Graham regretted deciding not to go to Selma and participate in the civil rights movement. When he received word that King had been killed, Graham was reported to have said, “I wish I had protested.”

King’s death created a paradigmatic-shift on white tolerance for racism. His assassination marked the moment where support for segregation was no longer culturally acceptable, and that overt racism was no longer welcomed in the public square. Graham’s regret perhaps is also the collective regret of many whites, including white evangelicals, today. The evangelicals were silent when King was alive, and they witnessed racism kill King at a bullet’s speed.

Perhaps this is why we see some whites performing awkward acts like washing the feet of Black clergy at a #BLM protest, or Chick-fil-A’s CEO Dan Cathy shining the shoes of Christian hip-hop artist Lecrae, or House Speaker Nancy Pelosi and Democratic congressional leadership kneeling in silence while wearing Ghanaian kente fabric around their shoulders. To be seen in a humble stance in a public setting, especially in relation to a Black person, is an attempt at optical repentance — an attempt to perform a certain symbolic action, infused with rich meaning, to give the performer(s) some feeling of absolution. But symbols are only as good as the realities of which they represent.

Today, the media landscape often blurs the terms “fundamentalist” and “evangelical.” An individual who was once seen as a fundamentalist is now described as an evangelical, because the Religious Right has given fundamentalists a medium to not only engage with the world, but a golden opportunity to shape the very world it once isolated itself from in their own image. 

Lately, many of these evangelical voices have stumbled in their conversations vis-à-vis race. Jerry Falwell Jr. is currently facing public scrutiny for the drain of Black members of Liberty University’s campus following his blackface-on-mask tweet. Evangelical megachurch pastor Louie Giglio’s “white blessings” framing on white privilege was an attempted hot-take that turned into a hot-mess. And Pentecostal megachurch pastor Rod Parsley implicitly made the founding fathers look like they might have also founded racial reconciliation.

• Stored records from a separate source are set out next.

Issue #196, opened 2019-04-25
Error callback not invoked if error during automatic update check at application start


matthiesenj:
It would be nice to get notified that there is a problem with automatic checking, also when no ui (related to the current check!) is yet showing (to e.g. log a warning somewhere).
Would a sensible solution be to call `ApplicationController::NotifyUpdateError()` in `UI:NotifyUpdateError` when the ui thread is not running?

something like this:

```
void UI::NotifyUpdateError(ErrorCode err)
{
    UIThreadAccess uit;

    if ( !uit.IsRunning() )
    {
        ApplicationController::NotifyUpdateError();
        return;
    }

    ...
}
```

vslavik:
Let me be more radical: I think `UI::NotifyUpdateError()` should *always*, unconditionally, call `ApplicationController::NotifyUpdateError()` as the first thing it does, consistently with `UI:: NotifyNoUpdates` or `NotifyUpdateAvailable ` methods (and `m_errorOccurred` shouldn't exist anymore and nothing else should call it). I'd appreciate a PR to that effect.

Unless I'm missing something? I don't understand why the notifications work the way they do now, which is to wait for user's acknowledgment of the error (if UI is visible) before notifying. Does anybody?

matthiesenj:
Alright. That would be a much cleaner solution, yes. My suggestion was based on, that there was a sensible reason for the current design (with `m_errorOccurred` and whatnot) and trying not to break it :-)

As far as I can immediately see,  it looks safe to remove `m_errorOccurred` and related business, and just always invoke the callback in `UI:NotifyUpdateError`.

PR #198, opened 2019-04-26
Notify about update errors with/without ui showing

matthiesenj:
#196 Did not remove m_errorOccurred as it is used to guard against the ui calling `ApplicationController::NotifyUpdateCancelled()`.


vslavik:
Thanks!

PR #212, opened 2020-06-10
Add Visual Studio 2019 Files

Amadeus-:


vslavik:
Thanks. How did you create them? (Trying to determine what the differences will be.)

Amadeus-:
I just copied the 2017 files and then manually edited them to use the Visual Studio 2019 PlatformToolset (v142).   That's really the only changes necessary from 2017 to 2019.    To be honest though, you could just have one set of project files for 2015-2019+ ...since Visual Studio 2017 and 2019 will open projects and compile them using any of the PlatformToolsets from 2015 onward.   So -- the only difference between the 2017 and 2019 project files is that the 2019 files require having Visual Studio 2019.

I tested them as well.

Also, as a sidebar, Visual Studio 2019 PlatformToolset (v142) drops support for Windows XP.   Visual studio 2015, for example, had v140 and v140_xp ...as did Visual Studio 2017 (v141 and v141_xp) ....but, Visual Studio 2019 does not have an _xp option.

vslavik:
Merged, thanks!

vslavik:
> To be honest though, you could just have one set of project files for 2015-2019+ 

That's indeed the plan, but there are issues: 

> ...since Visual Studio 2017 and 2019 will open projects and compile them using any of the PlatformToolsets from 2015 onward.

But it needs to have the optional older-version toolsets installed...

> Visual Studio 2019 PlatformToolset (v142) drops support for Windows XP

And this is an issue too, although that one probably just means that official `WinSparkle.dll` still needs to be compiled with 2017.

But upon George Floyd’s death, Rod Parsley released a video statement about the state of racism in America, invoking Martin Luther King Jr.:

I remember standing on that balcony when we lost one of the greatest men that ever lived, taken by a racist’s bullet. I would to God that his anointing will be picked up. That someone will be mantled with that great anointing. That nonviolent heart of God reconciling, restoring, reaching out …

Quite a few evangelicals hold King as the standard bearer of civil rights activism, selectively uplifting pious quotes on love, nonviolence, and peace as a way to denounce #BlackLivesMatter. The irony of the prophet is that the prophet is usually only seen as a prophet in hindsight.

The Christians who oppose #BlackLivesMatter today are no different from the Christians who opposed King and the civil rights movement. Their blindness is an inherited racism that comes from the same theological streams — from the same nationalistic political mobilizing of the civil-rights era fundamentalists and evangelicals. Likely, several decades from now, these Christians will wish that they had marched with the #BlackLivesMatter activists — those who will one day be considered the civil rights leaders of our generation.